I am of the opinion that CO2 is not readily demonstrable as a greenhouse gas but the main pollutants of industry we also see in Volcanos and they produce cooling. Certainly water vapour is obviously a warming agent but some talk of replacing CO2 cars with ones that ONLY emit water vapour !!
0 Replies
 
MontereyJack
 
  2  
Reply Sat 19 Dec, 2009 11:11 am
ionus, when someone says they don't see climate scientists discussing a parrticular topic, it's usually because that person hasn't looked, not because it hasn't been examined and debated. Here, for example, is the IPCC's summary of current research on volcanoes (including Pinatubo):
http://www.ipcc.ch/ipccreports/tar/wg1/175.htm
(I had to change the 175 page number in the URL to 176 and 177 to get the succeeding pages in the section).

They make the same point I did, while a major eruption may have an effect for a year or two, maybe three, its output of aerosols and particulates drops off rapidly and its effects diminish rapidly. They don't talk about Tambora, but that was probably the largest eruption in the last thousand plus years at least. It was the probable cause of "The Year Without a Summer" in much of the world in 1816, and a cold 1817, but by 1818 things were pretty much back to normal. It had no lasting impact on climate.

To give some sort of scale, Pinatubo's effect on temp after four years was roughly half the effect of the cyclic change in the sun over its (nominally) 11 year cycle, and that solar effect is so small it's hard to pick out of the background noise of interannual weather variability.
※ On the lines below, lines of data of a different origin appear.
PR #1520, opened 2020-09-11
feat(service): move user identification to jwt

### LINKED ISSUE #1414: feat(service): move user identification completely to JWT
Service currently uses several headers to determine users identity, and all headers are proxied from the gateway which leads to some unexpected encoding issues. This issue has been temporarily fixed, so the headers are now encoded into base64 and then decoded (if sent to the service as such) on the service.

To come up with more stable solution, we should move all those identity headers into a JWT and extract them from there. This issue should be synced with the gateway maintainers, since there are some open questions which we should flush out, like:

1) Can we trust the gateway for JWT verification?
2) Should JWT be used as Authorization header or do we want to move it into other possible locations like: `query`, `param`, custom `header`?
3) Should Gitlab token still be outside of the token and used as `Authorization`?

This ticket needs further design.

jsam:
#closes #1414 

This PR addresses some additional issues and support:
  * Support for phased rollout (old header support should still work)
  * Adds optional identity on list dataset and list dataset files for public repository
  * Fixes correct messaging if the client does not provide `project_id` or `git_url` (or if provided `git_url` is not public)

Testing Deployment with both services: https://sam.dev.renku.ch/


renku/service/serializers/headers.py
```diff
@@ -32,42 +36,108 @@ def decode_b64(value):
...
         if not rfc_compliant:
             raise ValidationError("authorization value contains invalid value")
 
         return components[-1]
 
-    @pre_load()
+    @staticmethod
+    def decode_user(data):
+        """Extract renku user from a JWT."""
+        decoded = jwt.decode(data, JWT_SECRET_TOKEN, algorithms=["HS256"], audience="renku",)
```
Panaetius, line 101: This could raise `ExpiredSignatureError`, `ImmatureSignatureError`, `InvalidIssuedAtError` , should we handle that?

Panaetius (changes requested):
This is great! Thank you. I added some remarks regarding security and usage in k8s.

Panaetius (approved):
Thank you, great work!

PR #1523, opened 2020-09-14
feat(cli): adds consistent behaviour for cli commands

### LINKED ISSUE #691: renku dataset ls
The current command for showing the list of datasets that have been created is `renku dataset`, but I never remember that (especially because the helptext for `renku dataset` is "handle datasets").

Since the command for listing dataset files is `ls-files` it would be more analogous to have the command `renku dataset ls` or `renku dataset list`, which was the command originally asked for (https://github.com/SwissDataScienceCenter/renku-python/issues/417).

### LINKED ISSUE #1263: print a warning when working on non-existing dataset

Currently, trying to list files for a non-existing dataset, prints an empty table. This may be confusing since misspelling the dataset name is not uncommon and the result is the same also for an empty (but existing) dataset. I would suggest printing a `dataset <wrong-name> doesn't exist` warning to make it more obvious.

Example of current behavior
```
▶ renku dataset
ID                                    SHORT_NAME    TITLE        VERSION
------------------------------------  ------------  -----------  ---------
f5a3a233-7d7e-4b79-98d8-a1a0ca597905  air-quality   Air quality

▶ renku dataset ls-files air-quality
DATASET SHORT_NAME    ADDED                  SIZE  PATH
--------------------  -------------------  ------  ----------------------------------------------------------
air-quality           2020-05-07 13:59:37  501 KB  data/air-quality/ugz_luftqualitaetsmessung_seit-2012.csv
air-quality           2020-05-11 12:15:12  1.8 MB  data/air-quality/ugz_luftqualitaetsmessungen_1983-2011.csv

▶ renku dataset ls-files I-DO-NOT-EXIST
DATASET SHORT_NAME    ADDED    SIZE    PATH
--------------------  -------  ------  ------

▶ renku dataset create empty
Use the name "empty" to refer to this dataset.
OK

▶ renku dataset ls-files empty
DATASET SHORT_NAME    ADDED    SIZE    PATH
--------------------  -------  ------  ------
```

Also, the command `renku dataset` shows an empty table when no datasets are available. We may want to change that as well, maybe by suggesting an action, something like `No datasets available. You can create one using renku dataset create`

Panaetius:
Cleans up commands so they present a consistent user interface.

`renku config` now shows help when called without a subcommand. Functionality is split into new `config show`, `config set` and `config remove` subcommands.
`renku dataset` now shows help when called without subcommand. new `ls` subcommand added for old functionality. `renku dataset ls-files` will now show an error if it's called on a non-existing dataset.
`renku rm` now shows help when called without a path.
`renku run` will now show an error when called without a command.
`renku update` will now show help when called without arguments/options. a new `--all`/`-a` flag was added to support the old behaviour of updating everything.
`renku workflow` now shows help when called without a subcommand, added a `ls` subcommand to list workflows. Also updated docs to remove documentation for the `set-name` subcommand, as that isn't really useful from what I saw and the docs were outdated. Instead added docs for the `ls` and `create` subcommands. (Maybe we should remove the `set-name` subcommand? I'm not sure if `LinkReference`s are still useful.)

Closes #691 
Closes #1263


renku/cli/dataset.py
```diff
@@ -420,7 +420,13 @@ def prompt_tag_selection(tags):
...
 
 
-@click.group(invoke_without_command=True)
+@click.group()
+def dataset():
+    """Dataset commands."""
+    pass
+
+
+@dataset.command("list")
```
mohammad-sdsc, line 429: Should we use `ls` instead of `list`? It is shorter and is in par with `renku dataset ls-files`.

mohammad-sdsc: It would be good if we could have command aliases out of the box but it has some hassles and I'm not sure if it worths the effort: https://stackoverflow.com/questions/46641928/python-click-multiple-command-names

renku/cli/workflow.py
```diff
@@ -53,24 +104,28 @@ def _deref(ref):
...
 
 
-@click.group(invoke_without_command=True)
+@click.group()
+def workflow():
+    """Workflow commands."""
+    pass
+
+
+@workflow.command("list")
```
mohammad-sdsc, line 113: Same as above: `ls` might be a better alternative.

renku/core/commands/dataset.py
```diff
@@ -659,8 +659,11 @@ def _filter(client, names=None, creators=None, include=None, exclude=None):
         creators = set(creators)
 
     records = []
+    unused_names = list(names)
```
mohammad-sdsc, line 662: Maybe a `set` is better here in case user provides the same name twice.

renku/service/serializers/jobs.py
```diff
@@ -16,7 +16,7 @@
 # See the License for the specific language governing permissions and
 # limitations under the License.
 """Renku service cache serializers for jobs."""
-from marshmallow import Schema, fields, post_dump, pre_dump
```
mohammad-sdsc, line 19: I believe this is from the other PR which is already merged 😄.

mohammad-sdsc (commented):
Looks great, thanks! Just a comment about `list` or `ls`.

mohammad-sdsc:
Please also update the prompt for LFS: `renku config show_lfs_message False`

renku/cli/dataset.py
Panaetius: https://github.com/SwissDataScienceCenter/renku-python/issues/1530

renku/cli/dataset.py
```diff
@@ -61,7 +61,7 @@
 
 .. code-block:: console
 
-    $ renku dataset
+    $ renku dataset list
```
mohammad-sdsc, line 64: `list` -> `ls`

renku/cli/dataset.py
```diff
@@ -72,7 +72,7 @@
 
 .. code-block:: console
 
-    $ renku dataset --columns id,name,date_created,creators
+    $ renku dataset list --columns id,name,date_created,creators
```
mohammad-sdsc, line 75: `list` -> `ls`

renku/cli/dataset.py
```diff
@@ -85,7 +85,7 @@
 
 .. code-block:: console
 
-    $ renku dataset --revision=1103a42bd3006c94efcaf5d6a5e03a335f071215
+    $ renku dataset list --revision=1103a42bd3006c94efcaf5d6a5e03a335f071215
```
mohammad-sdsc, line 88: `list` -> `ls`

renku/cli/workflow.py
```diff
@@ -17,17 +17,68 @@
...
-``renku workflow set-name <name>``. The name can be added to an arbitrary
-file in ``.renku/workflow/*.cwl`` anytime later.
+Manipulating workflows
+~~~~~~~~~~~~~~~~~~~~~~
+
+Listing workflows:
+
+.. code-block:: console
+
+    $ renku workflow list
```
mohammad-sdsc, line 27: `list` -> `ls`

mohammad-sdsc (commented):
Looks good! Some comments need an update. Also you should fix `test_dataset_import_real_doi`:
```
result = runner.invoke(cli, ["dataset", "-c", "name,creators"]) -> result = runner.invoke(cli, ["dataset", "ls", "-c", "name,creators"])
```

mohammad-sdsc (dismissed):
Looks great! Thanks!

mohammad-sdsc (approved):
Looks good, thanks!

And even that small effect kept diminishing over time.

Volcanoes, in short, and their effect on climate, like all the other relevant variables, have in fact been researched and discussed. They just don't have a significat effect.


H2O MAN
 
  1  
Reply Sat 19 Dec, 2009 11:31 am
@MontereyJack,
MontereyJack wrote:


Volcanoes, in short, and their effect on climate, like all the other relevant variables,
have in fact been researched and discussed. They just don't have a significat effect.





Do have any proof to back up this claim?
0 Replies
 
MontereyJack
 
  1  
Reply Sat 19 Dec, 2009 11:39 am
Read the link, that's what it's there for.
H2O MAN
 
  1  
Reply Sat 19 Dec, 2009 12:09 pm
@MontereyJack,
The study of Volcanoes is ongoing and little is known about activity occurring underwater.
However, scientist do know that underwater volcanic activity does contribute the largest amount of CO2 to the atmosphere.
Volcanic activity has a significant effect on weather patters.